Light water reactors (LWRs) are not very good for transmuting actinides because more neutron captures take place than fissions. Transmutation in pressurized water reactors (PWRs) has not shown much promise either. Compliance with safety regulations means that high efficiency levels cannot be achieved, even with special fuel. The multirecycling of americium on its own would require modifications to the reactor and the nuclear fuel cycle. This type of recycling cannot be done with the current reactor fleet.

Heterogeneous transmutation
The illustration shows two positions of americium targets within the PHENIX reactor core during a transmutation experiment (ECRIX) performed at Marcoule in 2005-2006. During this experiment, around 70% of the americium target was transmuted through fission. This transmutation rate was later increased to 94%.
© Clefs CEA N°46

In a fast neutron reactor the fuel tolerates larger proportions of minor actinides than in a PWR: 2.5 to 5% of the mass of the fuel compared with 1%. The feasibility of minor actinide transmutation in these fast reactors has now been established.

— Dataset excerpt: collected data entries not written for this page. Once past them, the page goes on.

Issue #181, opened 2020-04-08
mbf_tolerance_check not dynamically reconfigurable


Slinky-Wrangle-Punch:
It would be nice if the mbf_tolerance check would be dynamically reconfigurable so that the tolerance check can be adjusted for different types of target poses.

The parameters of interest are mbf_tolerance_check, dist_tolerance and angle_tolerance:

https://github.com/magazino/move_base_flex/blob/c16d21b1a7364c960aa1bbae36221f4b7e77481d/mbf_abstract_nav/src/abstract_controller_execution.cpp#L69-L71

corot:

After SUPERPHENIX was decommissioned in 1998, PHENIX was one of the few fast neutron reactors (FNRs) in operation and the only one available in France. It was built in 1974 to produce electricity, was renovated and restarted for the transmutation research programme, and was decommissioned in 2010. At present France has no transmutation facilities.

In what form should radioelements for transmutation be inserted into a reactor core? New types of fuel have been designed to optimise transmutation performance. Two methods have been evaluated for introducing minor actinides into reactor cores: a homogeneous method, where the elements to be transmuted are distributed throughout the fuel, and a heterogeneous method where these elements are concentrated in special assembles. Fuels based on americium or other long-lived elements have been successfully inserted into reactors. The test programme will last until 2008.

Hybrid reactor demonstration facility
Reactors coupled with an accelerator could be used for incinerating radioactive waste. These hybrid systems combine a high-intensity proton accelerator (not shown in the figure), from which the protons enter the top left part of the reactor and generate fast neutrons, entering a subcritical fast neutron reactor. The possible use of these Accelerator Driven Systems or ADSs is still a long way off. The first demonstration facilities or prototypes such as the European MYRRHA project are envisaged for decades 2020-2030 at the earliest

In principle ADS reactors controlled by an accelerator deliver better performance. Although FNRs are capable of burning their own actinides by recycling them, ADSs can burn a core consisting only of actinides.

There are many technological barriers to be lifted before these systems can see the light of day. European projects and research are currently in progress. The CNRS is actively involved in them, with the study of subcritical reactor cores (MUSE experiments), high-intensity proton injector (IPHI) projects, and targets for neutron production by spallation.